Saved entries
..........
Issue #1044, opened 2019-12-30
'badgame split' can create 0 length training data


Tilps:
There is no check to see if discard move would make the game terminal - so discarded games can occasionally start from terminal states, immediately exiting and generating a 0 length training data file.

Tilps:
Note that just checking of the node the move points to is terminal would not be sufficient - would need to also check if currently at 449 ply, as 450 ply isn't node terminal but it is a selfplay game termination condition.

PR #1048, opened 2019-12-30
Don't discard games that are in positions that are already done.

Tilps:
To Fix: #1044

### DIFF
--- a/src/selfplay/game.cc
+++ b/src/selfplay/game.cc
@@ -206,7 +206,7 @@ void SelfPlayGame::Play(int white_threads, int black_threads, bool training,
                                          kMinimumAllowedVistsId.GetId())) {
         break;
       }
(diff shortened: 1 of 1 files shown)


Tilps:
I've run almost 4000 games with current settings, and the if condition has always been true.... (I locally added a log statement to the else path and its never printed.)
So either I have a bug or I maybe I am unlucky. But either way I can't confirm this is working correctly :P

Tilps:
Artificially reducing the draw definition to 10 ply leads this to trigger successfully. But I still don't know if it can trigger correctly for accidentally playing into a draw...

Tilps:
Raising the minimum visits to 200, manages to trigger in a variety of scenarios, not just from ply limit exceeded. No crashes, and its definitely not triggering excessively frequently. So I think its good.

PR #1050, opened 2020-01-09
Extern backend

Tilps:
So it seemed like a cool idea at the time, but I can't get python tensorflow on windows to do inference in under 12ms (regardless of batch size), so in the end I've not actually got a use case for this yet...

Simple spinlock design - assumes that atomic<size_t> is lockfree/addressfree.  Also since there are no yield fallbacks, also assumes the machine isn't under contention for cores...

Memory layout is:
32 byte header, 8 byte source flag, 8 byte dest flag, 8 byte size info. 8 byte padding to ensure remainder is 16 byte aligned. Source and dest flags are assumed access/modified via lock free atomics and are used to signal when data is available/processing is complete.
After header is either serialized net proto of length same as size info or an area with space for 1024 inputs and outputs. Size info in this case indicates how many slots are filled. The area is inputs, policies, wdls.

### DIFF
--- a/meson.build
+++ b/meson.build
@@ -128,6 +128,7 @@ files += [
   'src/neural/loader.cc',
   'src/neural/network_check.cc',
   'src/neural/network_demux.cc',
+  'src/neural/network_external.cc',
   'src/neural/network_legacy.cc',
   'src/neural/network_mux.cc',
   'src/neural/network_random.cc',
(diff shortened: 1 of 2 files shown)


Tilps:
Definitely doesn't work on linux - code path for that is not written properly at all.

Issue #869, opened 2019-05-30
Time Management Issue


TesseractA:
https://cd.tcecbeta.club/archive.html?season=15&div=champions&game=29

At TCEC, Most basically, Leela lost to Houdini 3 when she was +1.28 from the initial book position.

This game, Leela went from +3 to +12 in one move. If Leela does that and doesn't spend more time on the move, she will give up too early. It is unreasonable if Leela is such a good engine for her to spend so little time on one move when its clear that she has or is missing something. I'm going to write a TM patch for things like this if I can. There needs to be a gradient that encourages Leela to spend more time on moves that show large deltas between positions. If anyone else can do it before me and/or do it better than I (i'm relatively new to this) then please-- indulge yourself.

I noticed a similar issue with Allie when Allie played KMCTS at the Computer Chess Championship.

borg323:
Lets take this opportunity to do it right. The idea behind the current time management is described in <https://github.com/LeelaChessZero/lc0/pull/271> with a small refinement in <https://github.com/LeelaChessZero/lc0/pull/634>. The basic idea is that we try to predict how many moves are remaining in the game and divide the remaining time by this estimate to allocate time for the next move. (There is also the accumulated time from smart pruning that complicates things, but I'll ignore it for now). There are two problems with this approach:
1. The estimation is only taking into account the current move number and not the score. I expect we have enough data by now to derive a correction term based on the current Q.
2. The more serious issue is the simple division used to calculate the time allocated to the current move. The estimation parameters were optimized to improve Elo, resulting in a formula that is no longer a good predictor of the moves remaining. **I think the first step towards resolving such issues is to separate the remaining move estimator from the move time calculation: A new move time formula is needed** (taking the remaining moves as input) **that is tuned separately to maximize Elo.** This formula can take as additional inputs the current Q and the delta to the previous one to allocate more time when needed. (I expect this will also help a bit when playing without increment.)
3. The actual issue discussed in the first comment is probably best addressed in the smart pruning code (which is orthogonal to the above). It seems to me the best way to handle it is by a temporary reduction of the smart pruning factor to 1 (or even less) where needed.

mooskagh:
Fyi I'm currently refactoring time management code for it to be able to dynamically decide what time is, so it's better to wait with any changes other than simple formula tuning.

mooskagh:
[...]

PR #1065, opened 2020-02-04
Separate remaining moves estimator from time allocation curve

borg323:
This is my effort to separate the time allocation curve from the remaining moves estimator. The existing estimator parameters are renamed to `GameMidpointMove` and `GameMovesSteepness` (still hidden) and the defaults are changed as in <https://github.com/LeelaChessZero/lc0/issues/869#issuecomment-521695618> to serve as an estimator of just the remaining moves, one that can be straightforwardly replaced by the moves left head (https://github.com/LeelaChessZero/lc0/pull/961) if available.
This change results in a flat time allocation that seems to lose strength in most cases, so the resulting time allocation is multiplied by a new time curve to use more time early in the game. This new time curve reuses the old parameter names together with two new ones: `TimeMidpointMove`, `TimeSteepness`, `TimeFactor` and `TimeFactorSlope`. Those define the following shape:
time_curve

@kiudee was kind enough to do a first optimization pass over those parameters to get strong defaults:

I consider the new time curve shape (and parameter names) provisional, so alternatives and any other suggestions are welcome.


zz4032:
Gauntlet vs. SF:
```
   # ENGINE               :  RATING  ERROR  CFS(%)   GAMES  DRAWS(%)
   1 stockfish            :     0.0   ----    63.1    3000      53.6
   2 lc0-master           :    -2.0   11.8    72.4    1500      53.2
   3 lc0-master_PR1065    :    -6.8   11.3     ---    1500      53.9

White advantage = 97.7 +/- 3.9
Draw rate (equal opponents) = 58.7 % +/- 0.9
```
- default time control settings
- 3-move book
- 6-man TBs + adjudication
- network: Id590976
- tc: 30s/game+0.3s/move (Leela), 120s/game+1.2s/move (SF)
- average time/move: 0.8s/move (Leela)
- `concurrency 8` in Cutechess

mooskagh:
I remember that the current time constants were tuned on short TC games too, and then they worked very poor at longer games (basically all time was forced to drain on obvious moves between moves 50 and 60).
We need to make sure somehow that there won't be similar problems now.

src/mcts/stoppers/factory.cc
```diff
@@ -55,17 +55,30 @@ const OptionId kSlowMoverId{
...
-    "The move where the time budgeting algorithm guesses half of all "
-    "games to be completed by. Half of the time allocated for the first move "
-    "is allocated at approximately this move."};
-const OptionId kTimeSteepnessId{
-    "time-steepness", "TimeSteepness",
-    "\"Steepness\" of the function the time budgeting algorithm uses to "
-    "consider when games are completed. Lower values leave more time for "
-    "the endgame, higher values use more time for each move before the "
-    "midpoint."};
+const OptionId kTimeFactorId{"time-factor", "TimeFactor",
```
mooskagh: `initial-slowmover`?
At least the help needs to be changed. s/start allocations/first moves/?

src/mcts/stoppers/factory.cc
```diff
@@ -55,17 +55,30 @@ const OptionId kSlowMoverId{
...
+                             "Like slowmover, but for the start allocations."};
+const OptionId kTimeFactorSlopeId{"time-factor-slope", "TimeFactorSlope",
```
mooskagh: Hm...
Maybe
* initial-timebudget
* time-growth-slope
* time-growth-to-decay-move
* time-decay-slope

Meh.. :\

mooskagh: (feel free to push back on suggestions!)

borg323:
Superseded by #1195

mooskagh:
Actually, the idea is still relevant, it's just that time management code is moved around.

borg323:
#1195 separated the remaining moves estimator from the time management, so it achieves the objective of this. The curve I used here was just an attempt to approximate the legacy time management. The only thing still pending is the default values for the remaining moves estimator, but this is covered in <https://github.com/LeelaChessZero/lc0/issues/869#issuecomment-521695618>.

PR #1066, opened 2020-02-05
Support for non-zero draw scores (aka humbleness).

mooskagh:
aka contempt, aka armageddon (with --draw-score-pov=black --draw-score=100).
Also when trained with (--draw-score-pov=black --draw-score=100), we get Admageddon network.

Didn't test yet. Didn't look into nps impact.


mooskagh:
Also doesn't flip draw score during ponder..

mooskagh:
Discussion link: https://discordapp.com/channels/425419482568196106/425419999096733706/675416674937339944

mooskagh:
Speed test on random backend reliably shows +0.9% speedup (for some reason) on default (zero) or moderate parameter values.
On extreme parameters (+/- 100), there it up to 5% slowdown, most likely caused by tree shape change.

src/mcts/search.cc
```diff
@@ -191,12 +196,23 @@ int64_t Search::GetTimeSinceStart() const {
...
 }
 
+// Root is depth 0, i.e. even depth.
+float Search::GetDrawScore(bool is_odd_depth) const {
+  return (is_odd_depth ? params_.GetOpponentDrawScore()
+                       : params_.GetSidetomoveDrawScore()) +
+         (is_odd_depth == played_history_.IsBlackToMove()
+              ? params_.GetWhiteDrawDelta()
+              : params_.GetBlackDrawDelta());
+}
```
Naphthalin: Should we catch drawscores above 1.0 or below -1.0 in this function and cap them to 1.0 resp. -1.0? The result of the summation could exceed these values.

src/mcts/node.h
```diff
@@ -152,9 +153,13 @@ class Node {
   uint32_t GetChildrenVisits() const { return n_ > 0 ? n_ - 1 : 0; }
   // Returns n = n_if_flight.
   int GetNStarted() const { return n_ + n_in_flight_; }
+  float GetQ(float draw_score) const {
+    if (draw_score) return wl_ + draw_score * d_;
```
borg323: Why do we need the `if` here? Is it to guard against `d_` being NaN or Inf?

mooskagh: I just thought it would be a bit faster in default case that way, but tests shown no difference. Will remove.

src/mcts/params.h
```diff
@@ -99,6 +99,10 @@ class SearchParams {
     return options_.Get<std::string>(kScoreTypeId.GetId());
   }
   FillEmptyHistory GetHistoryFill() const { return kHistoryFill; }
+  int GetSidetomoveDrawScore() const { return kSidetomoveDrawScore; }
+  int GetOpponentDrawScore() const { return kOpponentDrawScore; }
+  int GetWhiteDrawDelta() const { return kWhiteDrawDelta; }
+  int GetBlackDrawDelta() const { return kBlackDrawDelta; }
```
Mardak: These seem to want to be `float`s not `int`s as you divide the provided value by `100.0f`. But why not just make the params from -1.0f to 1.0f instead of integers?

Separately, not sure if it's worthwhile to keep the internal names consistent with the option. E.g., `GetBlackDrawDelta` vs `DrawScoreBlack`

mooskagh: oops, good catch! That's why there was no performance degradation for small values, I'll retest after the fix.
Params are integers because in UCI integers are handled much nicer (we use uci string type for float).

For variable names, probably makes sense to rename them, that's a leftover from the first variant.

src/mcts/search.cc
mooskagh: It seems we work with such Qs just fine? (due to fpu they often happen to be so).
I'm a bit hesitant to put unnecessary checks for something that will be run for every visit, but probably it's negligible, so if there is any moderately valid reason for it, I can add it.

mooskagh:
Addressed review comments. Benchmark at random backend is still 2% faster for me than it used to be.

src/mcts/search.cc
Naphthalin: While it works fine with how we handle Q in general, having a draw score outside of `[-1.0, 1.0]` will place draws either above wins or below losses, therefore not maintaining the order of moves. With `w_1 >= w_2, w_1 + d_1 >= w_2 + d_2` one should always get `Q_1 >= Q_2` in my opinion.

mooskagh: Ok, then I can just add a check the parameters that 
`max(abs(white_draw_score), abs(black_draw_score)) + max(abs(sidetomove_draw_score), abs(opponent_draw_score)) <= 1`.

Then D multiplier will never be more than 1, and neither will Q.
(as `Q = W - L + draw_multiplier*D` and `W+L+D=1`)

Naphthalin: Yes, that check sounds like a sensible solution and completely addresses my concerns.

src/mcts/search.cc
```diff
@@ -502,7 +519,7 @@ EdgeAndNode Search::GetBestChildWithTemperature(Node* parent,
     }
     if (edge.GetN() + offset > max_n) {
       max_n = edge.GetN() + offset;
-      max_eval = edge.GetQ(fpu);
+      max_eval = edge.GetQ(fpu, is_odd_depth);
```
borg323: What is the intention here (and two more places later on)?

mooskagh: Not sure I understand what you ask.
We are limiting low-Q moves from being picked due to temperature. As Q incorporates draw score during visits gathering, it also makes sense to do that during application of the temperature.
`is_odd_depth = false` is because this function is currently only called for the root node.

src/mcts/search.cc
```diff
@@ -492,17 +513,19 @@ EdgeAndNode Search::GetBestChildNoTemperature(Node* parent) const {
 // Returns a child chosen according to weighted-by-temperature visit count.
 EdgeAndNode Search::GetBestChildWithTemperature(Node* parent,
                                                 float temperature) const {
+  // Only works with root node because of draw score handling.
+  assert(parent == root_node_);
```
Tilps: Rather than assert, why not remove the input parameter and rename to GetBestChildOfRootWithTemperature?

src/mcts/search.cc
borg323: I meant that (unless I'm seriously confused) the second argument to GetQ is `draw_score`,so why pass `is_odd_depth`?

mooskagh: Good catch! Fixed.

src/mcts/search.cc

Ttl:
I would like to see some tests that this helps in either regular matches against a weaker opponent or in Armageddon. I tried the adjustable drawscore when I made the WDL head over a year ago (https://github.com/Ttl/lc0/commits/drawscore), but the adjustable drawscore only lost elo against weaker opponents in my tests so I didn't make a PR for it (although it did decrease the draw rate). I never tried Armageddon though, so maybe it's useful for it-

mooskagh:
For Armageddon, I hope someone will try to train the net. The main motivation is that that may help top chess players in their preparations.

As for whether it helps with strength in any other case, I doubt that.

Also there was a suspicion that tuning it to extreme values would make it play more "fun" (but weaker), but this also didn't look like truth.

If these params will not be used, I'll revert that change for future releases.

src/mcts/search.cc
```diff
@@ -218,8 +234,10 @@ inline float ComputeCpuct(const SearchParams& params, uint32_t N,
 }  // namespace
 
 std::vector<std::string> Search::GetVerboseStats(Node* node,
-                                                 bool is_black_to_move) const {
-  const float fpu = GetFpu(params_, node, node == root_node_);
+                                                 bool is_black_to_move,
+                                                 bool is_odd_depth) const {
```
Mardak: nit: if `GetVerboseStats` is only used at root or ponder, seems like the existing and added `bool`s can be derived with some checks that include `node == root_node_`. Otherwise calls with bool arguments can get confusing, e.g., `GetVerboseStats(node, false, true);` does what again (pretend you weren't looking at the parameters here 😛 )

src/mcts/search.cc
```diff
@@ -128,24 +128,29 @@ void Search::SendUciInfo() REQUIRES(nodes_mutex_) {
   common_info.tb_hits = tb_hits_.load(std::memory_order_acquire);
 
   int multipv = 0;
-  const auto default_q = -root_node_->GetQ();
+  const auto default_q = -root_node_->GetQ(0.0);
```
Mardak: nit: pretty sure this is equivalent to just `-root_node_->GetWL();`

src/mcts/search.cc
```diff
@@ -128,24 +128,29 @@ void Search::SendUciInfo() REQUIRES(nodes_mutex_) {
...
   for (const auto& edge : edges) {
     ++multipv;
     uci_infos.emplace_back(common_info);
     auto& uci_info = uci_infos.back();
-    const auto& q = edge.GetQ(default_q);
-    if (score_type == "centipawn") {
+    const auto wl = edge.GetWL();
+    const auto d = edge.GetD();
+    const int w = static_cast<int>(std::round(500.0 * (1.0 + wl - d)));
+    const auto q = edge.GetQ(default_q, GetDrawScore(false));
```
Mardak: nit: `GetDrawScore(false)` is loop invariant

src/mcts/params.cc
```diff
@@ -201,6 +201,18 @@ const OptionId SearchParams::kMaxConcurrentSearchersId{
     "max-concurrent-searchers", "MaxConcurrentSearchers",
     "If not 0, at most this many search workers can be gathering minibatches "
     "at once."};
+const OptionId SearchParams::kDrawScoreSidetomoveId{
+    "draw-score-sidetomove", "DrawScoreSideToMove",
+    "Score of a drawn game, as seen by a player making the move."};
+const OptionId SearchParams::kDrawScoreOpponentId{
+    "draw-score-opponent", "DrawScoreOpponent",
+    "Score of a drawn game, as seen by an opponent the move."};
```
Mardak: nit: probably missing a word somewhere in "an opponent the move"

src/selfplay/game.cc
```diff
@@ -139,11 +139,11 @@ void SelfPlayGame::Play(int white_threads, int black_threads, bool training,
     auto best_eval = search_->GetBestEval();
     if (training) {
       // Append training data. The GameResult is later overwritten.
-      auto best_q = best_eval.first;
+      auto best_wl = best_eval.first;
```
Mardak: Would it be useful for q_ratio to train on Q instead of WL? Probably can be landed without deciding now.

src/mcts/search.cc

src/selfplay/game.cc
mooskagh: I thought as we stored D anyway, it with WL the training site will have more information and options.

Issue #215, opened 2018-07-25
Define a new benchmark position


mooskagh:
Currently we mostly use `startpos` as a position to measure nps.

However, startpos is not very typical position for the chess. Near startpos there are many reasonable moves with similar evals, which makes search wide, node collisions rarer, batches larger, and `nps`es greater.

We should pick another position for benchmark and declare it a standard.
It may be just a middlegame position from an arbitrary game, or we can look at logs (e.g. from WCCC) and pick position with low nps (to be closer to "lower bound" of nps).

Example:
WCCC R5 had ~40000 nps at startpos, and only ~7k at this position:
```
position startpos moves e2e4 c7c5 g1f3 d7d6 d2d4 g8f6 b1c3 c5d4 f3d4 a7a6 f1e2 e7e5 d4b3 f8e7 e1g1 c8e6 f2f4 e8g8 g1h1 f8e8 f4f5 e6d7 e2f3 b7b5 a2a3 h7h6
```

Error323:
Using my 2x 1080Ti and the following argv I'm getting 14185 nps:

`lc0 -t 4 --minibatch-size=512 --backend=multiplexing "--backend-opts=(backend=cudnn,gpu=0),(backend=cudnn,gpu=1)"`

mooskagh:
What do you have on startpos?

It's possible that that position was slow in WCCC for other reasons (long GC after previous move, running our of RAM and starting to swap etc).

Error323:
17836 nps on startpos with everything else equal.

RedDenver:
There's some interesting positions with high and low number of legal moves at: https://www.chessprogramming.org/Perft_Results

Position 2 has 48 legal moves while position 4 has only 6.

jjoshua2:
I would just use the sf ones...

mooskagh:
Hm, I wonder if our `lc0 benchmark` should have some non-startpos fen as default?
@borg323 what do you think?

ankan-ban:
Maybe add these positions:
https://www.chessprogramming.org/Perft_Results

mooskagh:
I think it's better to add some "typical midgame position" rather than tricky position for movegen.
Also it should be just one.

borg323:
I wasn't very happy using startpos by default, but it was what everybody was doing. So I like this idea, but we have to decide which position to use...

I also like the idea of testing multiple positions. This can be done as a script file, or maybe we can add an option to load a file with positions to run

[...]

PR #1069, opened 2020-02-10
Make benchmark more like Stockfish bench 

cn4750:
Add some of the SF bench positions, iterate over them while collecting nodes and times, report time and node count summary at the end.

Final output looks like:
```===========================
Total time (ms) : 430606
Nodes searched  : 27275237
Nodes/second    : 63341
```


jjoshua2:
You say you added some of the positions? How did you pick which ones? And why does comment say // Same positions as Stockfish uses.

cn4750:
@jjoshua2, all the positions but the final three were added as they are terminal or chess 960 positions.

borg323:
We use the current benchmark mode for other stuff, so removing the existing functionality is not likely to be accepted. I would add a new flag for this, say `--auto` (or anything else you like), so that running `lc0 benchmark --auto` will do it the stockfish way (and we can discuss whether it should default to true later). An alternative is to add a new top level mode, so that you run it with `lc0 benchmark-auto`, but this is probably overcomplicating it.

cn4750:
@borg323, I think that having the benchmark default to a more accurate (and longer) bench makes the most sense from a user perspective. I have enabled old bench behavior by using a flag to search only the starting position. I have changed the dx and opencl check scripts to use this flag. Regarding pgo profile generation, we probably want the larger bench to provide a better profile (unless things start taking too long).

mooskagh:
If implemented, fixes #215

cn4750:
@borg323, how about if I remove the `--starting-position` flag and replace it with a `--num-positions` flag which allows you to test a fixed number of positions from the suite? Setting it to one would test only the starting position and if you wanted a quicker than full benchmark run you could choose whatever is appropriate.

borg323:
That would be perfect - in which case we can also update the checks to take about a minute, with 5-6 different positions.

src/benchmark/benchmark.cc
```diff
@@ -25,6 +25,8 @@
   Program grant you additional permission to convey the resulting work.
 */
 
+#include <numeric>
```
borg323: I understand the style used requires this after `#include "benchmark/benchmark.h"` but before `#include "mcts/search.h"`

cn4750: Should be addressed by commit 2257352 now.

PR #1070, opened 2020-02-10
Add option to reduce concurrent search without limiting search worker count.

Tilps:
Completely untested!


Tilps:
It at least 'works' and seems to have marginally better nps with max concurrent searchers set to 1 instead of the default.  I haven't done any elo checks yet though (I can't think of any reason it would be worse though).

Tilps:
Score of lc0 dev local build vs lc0 local dev params2: 39 - 45 - 697 [0.496]
Elo difference: -2.67 +/- 7.98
..........
Brief
Only the lines above from the one with "#1195 separated the" through the one with "Also when trained" should be duplicated, character for character.

Solution to this task
#1195 separated the remaining moves estimator from the time management, so it achieves the objective of this. The curve I used here was just an attempt to approximate the legacy time management. The only thing still pending is the default values for the remaining moves estimator, but this is covered in <https://github.com/LeelaChessZero/lc0/issues/869#issuecomment-521695618>.

PR #1066, opened 2020-02-05
Support for non-zero draw scores (aka humbleness).

mooskagh:
aka contempt, aka armageddon (with --draw-score-pov=black --draw-score=100).
Also when trained with (--draw-score-pov=black --draw-score=100), we get Admageddon network.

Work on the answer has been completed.